Wissenschaftlerinnen und Wissenschaftler aus Deutschland und den USA haben jetzt in der internationalen Fachzeitschrift The Cryosphere eine Studie veröffentlicht, nach der Niederschlagsereignisse über dem grönländischen Eis zunehmend zu den Auslösern der Schmelzwasserbildung gehören. „Regenwetter kommt in Teilen des grönländischen Eisschildes immer häufiger vor, was auch im Winter zu kurzzeitigen Schmelzereignissen führt“, fasst die Erstautorin Dr.

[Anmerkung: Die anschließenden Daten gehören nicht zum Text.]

Issue #5489, opened 2021-02-17
Sharing multiple experiments


dberenbaum:
`dvc exp push` and `dvc exp pull` each take a single experiment. The experiments command is all about running multiple experiments, so most real-world use cases will involve wanting to push or pull multiple (or even all) experiments. For the initial proof of concept, it made sense to focus on one, but there should be ways to share multiple experiments at once. This could include:

- Specifying a list of experiment IDs
- Combining with `exp list` to get a particular subset of experiments to share
- Sharing all experiments in a branch
- Sharing all experiments from a given parent commit
- Sharing all experiments for the last n commits

dberenbaum:
Related (duplicate?): #4649

dberenbaum:
Seems like this could be handled using flags similar to those found in other dvc commands already:

```
  -w, --workspace       Push experiments derived from the current workspace.
  -a, --all-branches    Push experiments derived from the tip of all Git branches.
  -T, --all-tags        Push experiments derived from all Git tags.
  -A, --all-commits     Push experiments derived from all Git commits.
 ```

The same options could probably apply `dvc exp list`.

dberenbaum:
@pmrowla Are there any issues or complications with pushing multiple experiments that are different from pushing a single experiment?

pmrowla:
@dberenbaum the complication is regarding how to handle conflicts. I suppose if `--force` is given we can just assume the user wants to force push everything, but if `--force` is not used, do we abort as soon as there is any conflict, or do we behave like `dvc push` and continue trying to push everything else?

dberenbaum:
A user requested this in https://discord.com/channels/485586884165107732/485596304961962003/895329378110677003.

dberenbaum:
Moving the priority of this up since we are promoting the collaborative aspect of experiment versioning.

pmrowla:
See https://github.com/iterative/dvc/pull/7131#pullrequestreview-829717037 regarding potentially splitting this issue into separate tasks/steps

karajan1001:
According to https://github.com/iterative/dvc/pull/7131#pullrequestreview-829717037
Split this into four steps.
[ ]  add --rev and updated -n=-1 behavior to exp show
[ ] add the new flags (including -A/--all-commits, -a/--all-branches, --all-tags) to exp list
[ ] make all the flags above to support `pull/push`
[ ] make all the flags above to support `remove`

dberenbaum:
[...]

PR #7135, opened 2021-12-13
exp: split exp sub command (#5489)

karajan1001:
related to #5489
Current dvc/command/experiments.py is too long for switch between cmd class
and the argument parser.

Split the subcommand in dvc/command/experiments.py to individual files
```
deleted:    dvc/command/experiments.py
```

```
new file:   dvc/command/experiments/__init__.py
new file:   dvc/command/experiments/branch.py
new file:   dvc/command/experiments/data_sync.py
new file:   dvc/command/experiments/diff.py
new file:   dvc/command/experiments/gc.py
new file:   dvc/command/experiments/init.py
new file:   dvc/command/experiments/ls.py
new file:   dvc/command/experiments/remove.py
new file:   dvc/command/experiments/run.py
new file:   dvc/command/experiments/show.py
new file:   dvc/command/experiments/utils.py
```

Co-authored-by:


dvc/command/experiments/utils.py
```diff
@@ -0,0 +1,9 @@
+def append_doc_link(help_message, path):
```
pmrowla, line 1: Why is this being added here? It's already defined in `dvc.command.base`

pmrowla:
Also, if we are going to split everything up in this way, we might as well just separate `push` and `pull`. Also, `apply` and `branch` should definitely be separated, `apply` does not really have anything to do with `branch`.

dvc/command/experiments/gc.py
```diff
@@ -0,0 +1,128 @@
+import argparse
+import logging
+
+from dvc.command.repro import CmdRepro, append_doc_link
```
pmrowla, line 4:
```suggestion
from dvc.command.base import CmdBase, append_doc_link
```

dvc/command/experiments/gc.py
```diff
@@ -0,0 +1,128 @@
...
+
+def _raise_error_if_all_disabled(**kwargs):
+    if not any(kwargs.values()):
+        raise InvalidArgumentError(
+            "Either of `-w|--workspace`, `-a|--all-branches`, `-T|--all-tags` "
+            "or `--all-commits` needs to be set."
+        )
+
+
+class CmdExperimentsGC(CmdRepro):
```
pmrowla, line 19:
```suggestion
class CmdExperimentsGC(CmdBase):
```

Looks like this was a pre-existing bug? It didn't affect anything, but `dvc exp gc` should not need to inherit anything specific from `dvc repro`

dvc/command/experiments/run.py
```diff
@@ -0,0 +1,132 @@
+import argparse
+import logging
+
+from dvc.command import completion
+from dvc.command.repro import CmdRepro
+from dvc.command.repro import add_arguments as add_repro_arguments
+from dvc.command.repro import append_doc_link
```
pmrowla, line 7:
```suggestion
from dvc.command.base import append_doc_link
```

We should be explicit about where we are importing this method from, otherwise it looks like we are trying to import some `repro` specific implementation of `append_doc_link`.

pmrowla (changes requested):

pmrowla (approved):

Marilena Oltmanns vom GEOMAR Helmholtz-Zentrum für Ozeanforschung Kiel die Studie zusammen.
Um den genauen Ursachen für die Schmelzwasserbildung auf der Oberfläche der grönländischen Gletscher auf die Spur zu kommen, kombinierten die Forscherinnen und Forscher Satellitenbilder mit Wetterbeobachtungen vor Ort aus den Jahren 1979 bis 2012. Satelliten können das Schmelzen des Eises in Echtzeit abbilden, da ihre Bilder Schnee und flüssiges Wasser unterscheiden können. Mehrere über das Eis verteilte automatisierte Wetterstationen liefern gleichzeitig Daten über Temperatur, Wind und Niederschlag.
Durch die Kombination der beiden Datensätze konnten die Forschenden mehr als 300 Ereignisse erkennen, bei denen Regenwetter der erste Auslöser für einen Schmelzvorgang war. „Das war eine Überraschung“, sagt Dr. Oltmanns. Im Verlauf des untersuchten Zeitraums habe sich das Schmelzen im Zusammenhang mit Regen und seinen Folgewirkungen im Sommer sogar verdoppelt und in den anderen Jahreszeiten insgesamt verdreifacht, erklärt sie weiter. Der Gesamtniederschlag über dem Eisschild änderte sich allerdings nicht. Was sich änderte, war die Form des Niederschlags.
Niederschlagsereignisse sind mit verstärkten Südwinden verbunden, die warme, feuchte Luft vom Ozean über den Eisschild bringen. Durch die langzeitige Erwärmung kommt es dabei immer häufiger vor, dass die atmosphärischen Bedingungen die Schwelle überschreiten, an der Niederschlag als Regen und nicht als Schnee eintritt. Zusätzlich zu der warmen Luft transportiert flüssiges Wasser viel Wärme. Unterdessen bilden die warmen Winde, die den Regen brachten, Wolken, die die Wärme über den Gletschern einfangen.
Teilweise gefriert der auf das Eis fallende Regen zwar wieder, doch er verwandelt hellen, reflektierenden Schnee in dunklere, dichtere Eismassen. Scheint dann später die Sonne wieder, wärmt sich das Eis schneller auf und schmilzt auch schneller. „So kann ein Niederschlagsereignis im Sommer oder Frühjahr auch noch Wochen später zum Schmelzen beitragen“, erklärt Marilena Oltmanns.
Bisher ging man davon aus, dass die grönländischen Gletscher schrumpfen, weil im Sommer mehr Eismasse abschmilzt, als im ganzen Jahr durch Niederschläge neu hinzukommt. Durch die räumliche und zeitliche Verschiebung der Schnee-Regen-Grenze tragen Niederschlagsereignisse selbst immer mehr auch zum Eisverlust bei. „Diese Wetterereignisse und ihre vielfältigen Folgeerscheinungen sollten auch in Klima- und Ozeanmodellen berücksichtigt werden. Schließlich ist der Eisverlust in Grönland auch ein wichtiger Faktor beim globalen Meeresspiegelanstieg“, betont Marilena Oltmanns.